Written by: Katie Hinde, Ph.D. | Issue # 7 | 2012
- Milk reflects the developmental needs of the infant.
- If sons and daughters develop differently, we can expect milk to differ, too.
- Evolutionary theory predicts sex-biases in maternal investment.
- Mothers make different milk for sons and daughters.
In most sexually reproducing species, one parent ends up doing a majority of the reproductive heavy lifting. And in mammals, it’s the ladies. The time and energy costs of pregnancy and lactation are substantial, much more so than the production of sperm. For mammalian young to survive, there are no real short-cuts, so females have made a substantial commitment from conception until the young are independent. And for each conception, most (but not all) mammalian females are investing in the offspring of a single male. In contrast, following copulation, a male’s work is largely done. A single male can impregnate many females in a short period of time, becoming very reproductively successful. Prime examples of such mammals are elephant seals, elk, baboons, gorillas, and Genghis Khan. But being the dominant male with a harem of ladies is not for the faint of heart. It requires being big, being strong, and/or being intimidating. Basically, the male needs to be an all-around badass. And for every badass, there are a whole bunch of ninnies, wusses, and pansies that never sire any offspring.
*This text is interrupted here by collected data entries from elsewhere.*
PR #5257, opened 2024-09-12
CTest: more docs on `-R` regular expression filtering

EZoni:
Add docs on common use case for `-R` regular expression filtering with CTest.


Docs/source/developers/testing.rst
```diff
@@ -73,13 +73,25 @@ For easier debugging, it can be convenient to run the tests on your local machin
 
   .. code-block:: sh
 
-       ctest --test-dir build -R laser_acceleration
+       ctest --test-dir build -R "laser_acceleration"
```
dpgrote: I don't think the quotes are needed here. Same for the `-E` option.

ax3l: Correct, only needed when `"actual.*regular\.expressions"` are used.

ax3l:
```suggestion
       ctest --test-dir build -R laser_acceleration
```

Docs/source/developers/testing.rst
```diff
@@ -73,13 +73,25 @@ For easier debugging, it can be convenient to run the tests on your local machin
...
 
 * Run tests except those matching the regular expression ``laser_acceleration``:
 
   .. code-block:: sh
 
-       ctest --test-dir build -E laser_acceleration
+       ctest --test-dir build -E "laser_acceleration"
```
ax3l:
```suggestion
       ctest --test-dir build -E laser_acceleration
```

Docs/source/developers/testing.rst
```diff
@@ -73,13 +73,25 @@ For easier debugging, it can be convenient to run the tests on your local machin
...
+
+* Sometimes two or more tests share a large number of input parameters and differ by a small set of options.
+  Such tests typically also share a base string in their names.
+  For example, you can find three different tests named ``test_3d_langmuir_multi``, ``test_3d_langmuir_multi_nodal`` and ``test_3d_langmuir_multi_picmi``.
+  In such a case, if you wish to run the test ``test_3d_langmuir_multi`` only, this can be done again with the ``-R`` regular expression filter via
```
ax3l:
```suggestion
  In such a case, if you wish to run the test ``test_3d_langmuir_multi`` only, this can be done again with the ``-R`` regular `expression filter <https://regex101.com>`__ via
```

Docs/source/developers/testing.rst
```diff
@@ -73,13 +73,25 @@ For easier debugging, it can be convenient to run the tests on your local machin
...
+
+  .. code-block:: sh
+
+       ctest --test-dir build -R "test_3d_langmuir_multi\..*"
+
+  Note that filtering with ``-R "test_3d_langmuir_multi"`` would include the other existing tests and would not be sufficient.
```
ax3l:
```suggestion
  Note that filtering with ``-R "test_3d_langmuir_multi"`` would include the additional tests that have the same string in them and can be sufficient if one aims to isolate a single test.
```

Docs/source/developers/testing.rst
EZoni: Yes, I know it's not needed here, but I thought it was a good idea to add it here too for consistency, to sort of signal that one can use regular expressions here. I thought it could be okay to keep it in our examples in the docs.

ax3l (approved):

ax3l (approved):

Docs/source/developers/testing.rst
```diff
@@ -81,6 +81,18 @@ For easier debugging, it can be convenient to run the tests on your local machin
...
+* Sometimes two or more tests share a large number of input parameters and differ by a small set of options.
+  Such tests typically also share a base string in their names.
+  For example, you can find three different tests named ``test_3d_langmuir_multi``, ``test_3d_langmuir_multi_nodal`` and ``test_3d_langmuir_multi_picmi``.
+  In such a case, if you wish to run the test ``test_3d_langmuir_multi`` only, this can be done again with the ``-R`` regular `expression filter <https://regex101.com>`__ via
+
+  .. code-block:: sh
+
+       ctest --test-dir build -R "test_3d_langmuir_multi\..*"
+
+  Note that filtering with ``-R "test_3d_langmuir_multi"`` would include the additional tests that have the same string in them and can be sufficient if one aims to isolate a single test.
```
EZoni: Could we maybe rephrase like this?
```suggestion
  Note that filtering with ``-R "test_3d_langmuir_multi"`` would include the additional tests that have the same string in the name and can be sufficient if one aims to isolate a single test.
```

ax3l: How about `their` name?

ax3l: and `substring`

ax3l:
```suggestion
  Note that filtering with ``-R "test_3d_langmuir_multi"`` would include the additional tests that have the same substring in their name and can be sufficient if one aims to isolate a single test.
```

EZoni: Wait, this should be "would not be sufficient to isolate a single test", no?

Docs/source/developers/testing.rst
```diff
@@ -81,6 +81,18 @@ For easier debugging, it can be convenient to run the tests on your local machin
...
+* Sometimes two or more tests share a large number of input parameters and differ by a small set of options.
+  Such tests typically also share a base string in their names.
+  For example, you can find three different tests named ``test_3d_langmuir_multi``, ``test_3d_langmuir_multi_nodal`` and ``test_3d_langmuir_multi_picmi``.
+  In such a case, if you wish to run the test ``test_3d_langmuir_multi`` only, this can be done again with the ``-R`` regular `expression filter <https://regex101.com>`__ via
+
+  .. code-block:: sh
+
+       ctest --test-dir build -R "test_3d_langmuir_multi\..*"
+
+  Note that filtering with ``-R "test_3d_langmuir_multi"`` would include the additional tests that have the same substring in their name and can be sufficient if one aims to isolate a single test.
```
EZoni: That's what I meant:
```suggestion
  Note that filtering with ``-R "test_3d_langmuir_multi"`` would include the additional tests that have the same substring in their name and would not be sufficient to isolate a single test.
```

ax3l: Ok, but I used could because this is just an example - not all example names are 5x extended :)

EZoni: Ah I see. Here I was using the negative form because I was referring to the specific example in the text, of the three Langmuir tests with shared substring. So I meant to connect this sentence with that example, since it's in the same list item. That's why I got confused.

What does this mean for milk? Well, natural selection favors adaptations that increase “fitness” – a term that refers to the number of copies of one’s genes passed on to the next generation. And the biggest contributor to fitness is the number of offspring one produces that then survive to reproduce. As a mammalian mother, a daughter is a fairly safe bet; daughters who survive to adulthood are very likely to produce young. In comparison, a son has a greater potential return in number of grand-offspring than does a daughter. But sons are a riskier bet because they have a higher probability of being a zero than a hero. So mammalian mothers hedge their bets and produce both sons and daughters. But in many mammalian species, male infants are born bigger and grow bigger during infancy. Researchers have hypothesized that biases in milk synthesis may contribute to the differences in post-natal growth trajectories between sons and daughters…and data are starting to support, in part, these hypotheses. Even though humans aren’t characterized by the uni-male, multi-female, (polygynous) social organization of red deer or hamadryas baboons, signatures of a polygynous mammalian heritage may still be lurking in our milk.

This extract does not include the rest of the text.